Report all lines in the records that hold the string "need".

BEGIN Information

PR #384, opened 2017-12-06
Moderator flag notice DEV-12

robbiecarlton:


api/models/comment/createComment.js
```diff
@@ -82,6 +82,8 @@ export function pushMessageToSockets (message, thread) {
   const userIds = followers.pluck('id')
   const excludingSender = userIds.filter(id => id !== message.get('user_id'))
 
+  console.log('pushing message with date', message.get('created_at'))
```
levity: remove console.log

api/services/Websockets.js
```diff
@@ -9,14 +11,26 @@ const validMessageTypes = [
   'newPost'
 ]
 
+export function broadcast (room, messageType, payload, socketToExclude) {
```
levity: i thought i left a comment here about reworking this so that it doesn't create a new connection on every call... guess i never submitted it? anyway it doesn't have to block the merge, just noting it.

api/services/MessagingService.js
```diff
@@ -0,0 +1,13 @@
+import findOrCreateThread from '../models/post/findOrCreateThread'
+import createComment from '../models/comment/createComment'
+
+const MessagingService = {
+  async sendMessageFromAxolotl (userIds, text) {
+    // find existing message thread or create a new one
```
levity: this comment is kind of useless now -- i think i just put it there while we were writing this as a temporary reminder

api/services/Websockets.js
levity: although if you wanted to take a stab at this it would be welcome. should be pretty simple, just like
```js
var io

export function broadcast () {
  if (io) {
    io = emitter(process.env.REDIS_URL)
    io.redis.on('error', err => {
      rollbar.error(err, null, {room, messageType, payload})
    })
  }
}
```

robbiecarlton:
@levity - made those changes. Good to merge?

PR #385, opened 2017-12-08
Illegal content notice dev 13

robbiecarlton:
Also requires a change to production environment variables, adding HYLO_ADMINS

### DIFF
--- a/api/models/flaggedItem/notifyUtils.js
+++ b/api/models/flaggedItem/notifyUtils.js
@@ -23,16 +23,15 @@ export async function notifyModeratorsMember (flaggedItem) {
 }
 
 export function sendToCommunities (flaggedItem, communities) {
-  var sendToAdmins = () => Promise.resolve()
-
-  if (flaggedItem.get('category') === FlaggedItem.Category.ILLEGAL &&
-    process.env.HYLO_ADMINS) {
+  const shouldSendToAdmins = flaggedItem.get('category') === FlaggedItem.Category.ILLEGAL &&
+    process.env.HYLO_ADMINS
+  var sendToAdmins = () => {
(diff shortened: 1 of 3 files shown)


api/models/flaggedItem/notifyUtils.js
```diff
@@ -23,11 +23,22 @@ export async function notifyModeratorsMember (flaggedItem) {
 }
 
 export function sendToCommunities (flaggedItem, communities) {
+  var sendToAdmins = () => Promise.resolve()
```
levity: If you're just going to call this within a `.then`, it doesn't need to return a promise because it'll already be wrapped in one. Given that, I would probably rewrite this as:
```js
const shouldSend = ...
// ...
.then(() => shouldSend && sendToAdmins())
```
rather than redefining a function. it seems more straightforward to me that way.

test/unit/models/flaggedItem/notifyUtils.test.js
```diff
@@ -67,7 +67,7 @@ describe('sendToCommunities', () => {
     var expectedUserIds = [modIds1, modIds2]
     var expectedText = [`${message} 1`, `${message} 2`]
 
-    const hyloAdminIds = process.env.HYLO_ADMINS && process.env.HYLO_ADMINS.split(',').map(id => Number(id))
+    const hyloAdminIds = process.env.HYLO_ADMINS.split(',').map(id => Number(id))
```
levity: this will fail on any environment that doesn't have `HYLO_ADMINS` set including a local dev env. better to explicitly define the value to what you want for the purposes of the test rather than imposing required configuration on all test environments.

levity: Then you can also get rid of the `if` wrapper below, so the test then becomes fully deterministic.

PR #386, opened 2017-12-11
Check for empty facebook url object

andygimma:


levity:
before adding a patch here, i would first verify that our own frontend isn't sending an empty object when it should be sending null.

andygimma:
@levity I can confirm that the frontend is storing whatever is returned by the database. When we have 'null' in the db the frontend is storing and returning null. Same for an empty object.

levity:
Hmm. Are you sure there are no conditions (e.g. a certain sequence of user
events in editing) on the frontend that would lead to the replacement of a
blank value with curly braces? For example, in the recent mobile profile
editing bug, where Sam and Ed had their names changed to other users’
names, they also had their bio and tag line fields changed to ‘{}’. So my
suspicion is that there is something with the frontend that causes this.

It’s possible that it’s already been fixed, too. In this case what I would
recommend is simply repairing any bad values in the database and waiting to
see if the problem ever reappears.

No need for a code change that seems speculative to me. Although you could
add Rollbar logging, so if the issue does reoccur, we’re proactively
notified about it.

PR #388, opened 2017-12-13
Return null appropriately

andygimma:


andygimma:
@levity the function convertGraphqlData is responsible for changes those null values to empty objects before saving to the database. This fix works with user settings, but I wonder if it will have unintended side-effects.

levity:
This looks good to me. The root issue here is JavaScript weirdness: `typeof null === ‘object’`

END Information

• Exercise result:
levity: If you're just going to call this within a `.then`, it doesn't need to return a promise because it'll already be wrapped in one. Given that, I would probably rewrite this as:
No need for a code change that seems speculative to me. Although you could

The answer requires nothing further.